March 8, 2016 | Written by: Alyssa Simpson
Share this post:
Do you remember learning how to read? I have a distinct memory of being five years old, spread out on the floor of my kindergarten classroom working on complex shape and color matching workbooks. I was an eager kindergartener, and we raced through those workbooks as quickly as we could. I have to admit though – I couldn’t read very well – I was following the queues of my peers. I can remember being asked to read a sentence out loud and struggling to put the letters together. For me, and many other children, learning to read was difficult. With the advancement of technology, teachers (albeit a different kind) are now looking to teach computers to read as well, and it isn’t as easy as you might think.
Today, Watson Vision Services are learning to tell the difference between shapes, colors, and words. Like a child, we are teaching the AlchemyVision API how to read. While we are just getting started, we have a limited offering available in BETA that can decipher English-language words from an image. First the API looks for a bounding box looking to understand where the words are located on an image. Once the image has been located, it then sounds out the word, matching it against known English language words in a dictionary.
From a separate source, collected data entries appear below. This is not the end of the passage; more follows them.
PR #1540, opened 2024-02-27
Pro issue 4842 / Convert string recipients to array fix

Crabcyborg:
With https://github.com/Strategy11/formidable-forms/pull/1457/ the function `maybe_remove_recipients_from_api` was introduced.

The problem is that `$recipients` is a string, not an array, so the function doesn't really work as expected.

### DIFF
--- a/classes/helpers/FrmEmailSummaryHelper.php
+++ b/classes/helpers/FrmEmailSummaryHelper.php
@@ -528,7 +528,8 @@ class FrmEmailSummaryHelper {
 	 *
 	 * @since 6.8
 	 *
-	 * @param array $recipients Recipients.
+	 * @param string $recipients Recipients.
+	 * @return void
 	 */
 	public static function maybe_remove_recipients_from_api( &$recipients ) {
 		$api    = new FrmFormApi();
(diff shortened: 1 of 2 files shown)


classes/helpers/FrmEmailSummaryHelper.php
```diff
@@ -538,7 +539,10 @@ public static function maybe_remove_recipients_from_api( &$recipients ) {
 		}
 
 		$skip_emails = is_string( $addons['no_emails'] ) ? explode( ',', $addons['no_emails'] ) : (array) $addons['no_emails'];
-		$recipients  = array_diff( $recipients, $skip_emails );
+
+		$recipients = array_map( 'trim', explode( ',', $recipients ) );
```
truongwp, line 543: I think we should check if `$skip_emails` isn't empty before running extra code.

Do you think we should run `$recipients = array_map( 'trim', explode( ',', $recipients ) );` in `get_recipients()`, before this method?

Crabcyborg: @truongwp This function starts with:

```
if ( empty( $addons['no_emails'] ) ) {
	return;
}
```

I don't think `$skip_emails` would ever be empty after that check.

I'm fine with making sure that the recipients CSV has no spaces before hand, but since this function is public, if it were re-used more than once, you may end up needing to do that check in multiple places. If it's just handled here, it may be easier to manage.

truongwp: Oh sorry, I didn't notice that check.
I'm ok to leave `$recipients` as string for now.

truongwp (approved):
This looks good! Thanks @Crabcyborg!

PR #1541, opened 2024-02-28
Add new filter that allows updating display value

AbdiTolesa:
Fix https://github.com/Strategy11/formidable-wpml/issues/4

### DIFF
--- a/classes/models/fields/FrmFieldType.php
+++ b/classes/models/fields/FrmFieldType.php
@@ -1439,7 +1439,16 @@ DEFAULT_HTML;
 	 * @return array|string
 	 */
 	protected function prepare_display_value( $value, $atts ) {
-		return $value;
+		/**
+		 * Allows updating display value for fields from classes not extending this class. Override this method in child classes otherwise.
+		 *
+		 * @since x.x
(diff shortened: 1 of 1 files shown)


classes/models/fields/FrmFieldType.php
```diff
@@ -1439,7 +1439,16 @@ protected function fill_default_atts( &$atts ) {
...
+		/**
+		 * Allows updating display value for fields from classes not extending this class. Override this method in child classes otherwise.
+		 *
+		 * @since x.x
+		 *
+		 * @param array|string $value
+		 * @param object $field
+		 * @param array $atts
+		 */
+		return apply_filters( 'frm_prepare_display_value', $value, $this->field, $atts );
```
Crabcyborg, line 1451: Is it possible to use a filter that already exists?

We have a lot already. `frm_display_value`, `frm_get_display_value`.

It would be nice to not add another.

AbdiTolesa: Oh, I couldn't realise I could use those ones indeed and we can definitely use them. We can close this PR then.

PR #1544, opened 2024-02-28
Filter import file options

Crabcyborg:
This update adds a `accept=".xml, .csv"` attribute when Pro is active, or a `accept=".xml"` attribute when only Lite is active.

I figure this is better for usability. It's more clear what can be uploaded since the wrong types are all faded out.

I got a little mixed up trying to upload a `.zip` of a `.xml` for a moment. This update helps make the types easier to tell apart, preventing a `.zip` upload from happening by accident.


stephywells (approved):
Great idea!

PR #1545, opened 2024-02-29
do frm_after_field_is_imported action even if form exists

AbdiTolesa:
Fix https://github.com/Strategy11/formidable-pro/issues/1361

https://github.com/Strategy11/formidable-pro/pull/4518 alone doesn't cover it all. When you try to import a given form, while it already exist, the issue is still there and this PR triggers `frm_after_field_is_imported` action to make the pro fix apply there as well.

## Summary by CodeRabbit

- **New Features**
	- Enhanced field import functionality to automatically update field options with defaults and handle additional actions post-import.


Crabcyborg (commented):
Thanks @AbdiTolesa.

I think this looks good.

But I wonder if we want to use the same hook for this or if we'd want a new hook.

@stephywells Do you think we should use the same hook when a new field is imported and when an imported field triggers a field update? Right now it looks like there is only a hook getting called for a new imported field that didn't previously exist, so there's a gap when trying to use the hook.

stephywells:
@Crabcyborg I think it would be okay to use the same hook if we also include a parameter for the action. But a different hook may be easier, like we currently do in other places.

AbdiTolesa:
> But I wonder if we want to use the same hook for this or if we'd want a new hook.

@Crabcyborg I have added a new hook `frm_after_existing_field_is_imported` here and used it in Pro based on Steph's feedback.

classes/helpers/FrmXMLHelper.php
```diff
@@ -473,6 +477,43 @@ private static function import_xml_fields( $xml_fields, $form_id, $this_form, &$
...
 	}
 
+	/**
+	 * @since x.x
+	 *
+	 * @param array $field_array
+	 * @return array
+	 */
+	private static function update_field_options_with_defaults( $field_array ) {
+		$defaults               = self::default_field_options( $field_array['type'] );
```
Crabcyborg, line 487: @AbdiTolesa What is the reason for adding the defaults? Do we need this part?

AbdiTolesa: I just wanted to make the `$field_array` consistent with `frm_after_field_is_imported`  action as it is also called there.

Crabcyborg: I think we're good without it.

It isn't really part of the `frm_after_field_is_imported` hook. It's really just because that function is doing everything. It calls `FrmField::create( $f );` as well.

We don't need to change how the import logic works. I think we should just pass the variables we have.

classes/helpers/FrmXMLHelper.php
```diff
@@ -447,12 +447,17 @@ private static function import_xml_fields( $xml_fields, $form_id, $this_form, &$
...
 
+					$old_field_id = $f['id'];
+
 					// check for field to edit by field key
 					unset( $f['id'] );
 
 					FrmField::update( $form_fields[ $f['field_key'] ], $f );
 					$imported['updated']['fields'] ++;
 
+					$f['id'] = $old_field_id;
```
Crabcyborg, line 458: I think it probably makes more sense to use the new field ID for `$f['id']` and then pass the `old_field_id` as a filter argument.

The way it is right now feels a bit background. The "updated field" might not actually exist.

AbdiTolesa: @Crabcyborg If we add a third parameter to `frm_after_existing_field_is_imported` action, I think it would be inconsistent with `frm_after_field_is_imported`. We can't hook the same function to both hooks anymore as well and that requires another update. I'm not certain I have understand the risk you mentioned well when you say '"updated field" might not actually exist.' though. Do you mean we should do something like this where `$field_array` has the new id?
`do_action( 'frm_after_existing_field_is_imported', $field_array, $form_fields[ $field_array['field_key'] ], $old_field_id );`

Crabcyborg: Yeah. I think `$field_array['id']` should be the field that was updated, not the ID that was in the XML. The ID from the XML should be `$old_field_id`.

Which I mean by the field might not exist, is that there could be no field with `$old_field_id` as its ID, any we don't want people mistaking that for the new ID of the field.

If you really want to re-use one function, you could just set a `$old_field_id = 0` parameter and not use it when it's `0`.

classes/helpers/FrmXMLHelper.php
```diff
@@ -684,7 +725,7 @@ private static function create_imported_field( $f, &$imported ) {
 		$new_id = FrmField::create( $f );
 		if ( $new_id != false ) {
 			$imported['imported']['fields'] ++;
-			do_action( 'frm_after_field_is_imported', $f, $new_id );
+			do_action( 'frm_after_field_is_imported', $f, $new_id, 0 );
```
Crabcyborg, line 728: Do we need this `0` here?

I was thinking we would keep this to 2 parameters, but in the Pro code, you can use `2` as the number of arguments when defining the hook, and then using `$old_field_id = 0` as the default 3rd parameter in that function on Pro.

Crabcyborg (approved):
This looks good!

Thanks @AbdiTolesa!

🚀

PR #1546, opened 2024-02-29
Support multiple shortcode popups per field

AbdiTolesa:
Fix https://github.com/Strategy11/formidable-ai/pull/50

We want to support multiple shortcodes popups per field as per Mike's comment in Guide prompt for AI field here: https://github.com/Strategy11/formidable-ai/pull/50#issuecomment-1969627465

### DIFF
--- a/js/formidable_admin.js
+++ b/js/formidable_admin.js
@@ -6958,7 +6958,7 @@ function frmAdminBuildJS() {
 				textarea.parentNode.insertBefore( wrapperSpan, textarea );
 				wrapperSpan.appendChild( createModalTriggerIcon() );
 				wrapperSpan.appendChild( textarea );
-			})
+			});
 		};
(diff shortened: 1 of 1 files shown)


Crabcyborg:
@AbdiTolesa Is there anything we can do about the shortcode pop up not staying in one place when you scroll? It's pretty easy for it to be off-screen.

Here's a recording. The rich text field is using the "Smart default values" right now, and that pop up follows the input box on scroll.
zjL98Qv7gg

Also, can we use this filter in Pro so rich text fields also use this pop up instead of the one that's being used right now? The pop up doesn't have very useful shortcode options.

Crabcyborg (approved):
This looks good.

But my comment above also apply. I'll make new issues for those.

Thanks @AbdiTolesa!

PR #1543, opened 2024-02-28
Set form options to array if string when setting on submit migrated f…

Crabcyborg:
…lag fix

Related ticket https://secure.helpscout.net/conversation/2518729092/191090/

In the computer vision world, this is called Optical Character Recognition. IBM DataCap has been doing this a long time, optimized for document scanning achieving impressive accuracy – over 90%. Watson Vision Services are focused on tackling a different challenge for OCR technologies from natural scene images or objects seen “in the wild”, such as a picture of a product on social media or a street sign. These types of words and images are much harder to pick out than traditional document scanning, but we are excited to take the first steps on this journey.